Some 14.5 million adults tuned into the prime minister’s ‘stay at home’ announcement. Since then we have seen big changes, with shows such as Ant and Dec’s Saturday Night Takeaway and Gogglebox attracting record audiences. There has also been a spike in the number of people watching the news, with Sky News viewers up 200%.

Channel output will become a challenge in the future as filming has stopped on virtually all new content, but channels are focusing on light relief programming to entertain people during the lockdown. Channel 4 has launched a range of programmes, including The Steph Show, as a daily magazine programme fronted by journalist Steph McGovern, along with a range of cookery and light entertainment programmes from the likes of Jamie Oliver and Kirstie Allsopp. 

Like anything in the current climate and situation we find ourselves in, TV viewership is likely to fluctuate and viewing behaviours will undoubtedly change over the coming weeks, until Covid-19 is tackled.

In terms of online, there has surprisingly been a huge increase in paid social as more people spend time at home, but this doesn’t come without a price. As competition for consumer attention heightens, so does the cost per impression. It will be interesting to see whether there is a further shift on paid social in the coming weeks, as well as which sectors see an uplift in activity. 

Pay-per-click has seen the biggest change reflected by different sectors. Travel-related search has dropped off completely, but we are seeing increases in food delivery-, insurance- and wills-related searches. 

Across our sector we saw an initial 26% drop in personal injury-related search terms and a 40% drop in medical negligence.
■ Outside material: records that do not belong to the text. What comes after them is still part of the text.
PR #826, opened 2024-09-22
End Prometheus stats with a new line separator

MrSerth:
According to the [OpenMetrics specification](https://github.com/OpenObservability/OpenMetrics/blob/main/specification/OpenMetrics.md#overall-structure), each line MUST end with `\n`. Previously, the last line was not ending with `\n`, so that strict parsers had issues reading the Prometheus stats.

I did not add any tests since I am not too comfortable with Rust and pgCat. Feel free to continue my work in this regard.

### DIFF
--- a/src/prometheus.rs
+++ b/src/prometheus.rs
@@ -309,6 +309,7 @@ async fn prometheus_stats(
             push_pool_stats(&mut lines);
             push_server_stats(&mut lines);
             push_database_stats(&mut lines);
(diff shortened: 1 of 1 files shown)


drdrsh:
Can you share the strict parser that you used? 
I am trying to verify that the fix works.

MrSerth:
Sure: I am using [telegraf](https://www.influxdata.com/time-series-platform/telegraf/). Telegraf also has an issue on GitHub detailing that problem: https://github.com/influxdata/telegraf/issues/10608

PR #832, opened 2024-10-10
[Helm]: Generalize Password Lookup

pseudomuto:
@Speissi @drdrsh for review

Generalizing the secret lookup functionality that was added in #753 to work for `admin_password`, `auth_query_password`, `server_password`, and really any other one.

It works by creating a `pgcat.password` template which expects an object containing values for the `password` and `secret` keys. `password` is a literal value normally supplied via `.Values.xyz` value. `secret` is an object with a key and name property that effectively functions like a _secretKeyRef_.

When the literal value is not blank, that is used. Otherwise an attempt is made to lookup to supplied key from the named secret and use that. This is exactly how the current implementation of `user_password` works, which avoids any breaking changes. See the function definition for more details.

> Note: it seems like `user_passwordSecret` was added (camelCase name)
while all the other ones are _snake_case_. I elected to use snake case for the new values, but left `user_passwordSecret` as is to avoid any breaking changes.

### DIFF
--- a/charts/pgcat/Chart.yaml
+++ b/charts/pgcat/Chart.yaml
@@ -5,4 +5,4 @@ maintainers:
   - name: Wildcard
     email: support@w6d.io
 appVersion: "1.2.0"
-version: 0.2.1
+version: 0.3.0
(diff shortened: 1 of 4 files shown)


charts/pgcat/Chart.yaml
```diff
@@ -5,4 +5,4 @@ maintainers:
   - name: Wildcard
     email: support@w6d.io
 appVersion: "1.2.0"
-version: 0.2.1
+version: 0.3.0
```
pseudomuto, line 8: Not sure if semver is strict here, but bumped to 0.3.0 since new, non-breaking functionality is added. Happy to make this 0.2.2 if that's preferred.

It is also clear that search terms have become much more of a fact-finding mission as opposed to transactional, as consumers seek guidance on how to deal with issues they’re now faced with. These changes are very similar to what we see over peak holiday periods, such as Christmas and Easter. The main advantage at these times is that they are ‘known knowns’, as we can identify when they will start and finish. 

During this current period, it is difficult to determine when search volumes will increase, but the likelihood is that we should see a return to some form of normality sooner rather than later. Over the last couple of weeks, the general public has had to get used to significant change, making difficult transitions in almost every area of daily life. However, in lockdown they will have more time on their hands and will no doubt be considering their financial situation and looking at all avenues for financial security.

Putting this into perspective, we are seeing a shift in audience behaviour. We are seeing increased visibility across TV and social media, but increased challenges in online search volumes. However, all channels are still generating the right quality enquiries.

It’s no surprise to anyone, whether that be businesses or individuals, that this is a challenging time. There will inevitably be hurdles to overcome, but claims will come out of it and we will continue to ensure consumers have the access to justice that they deserve.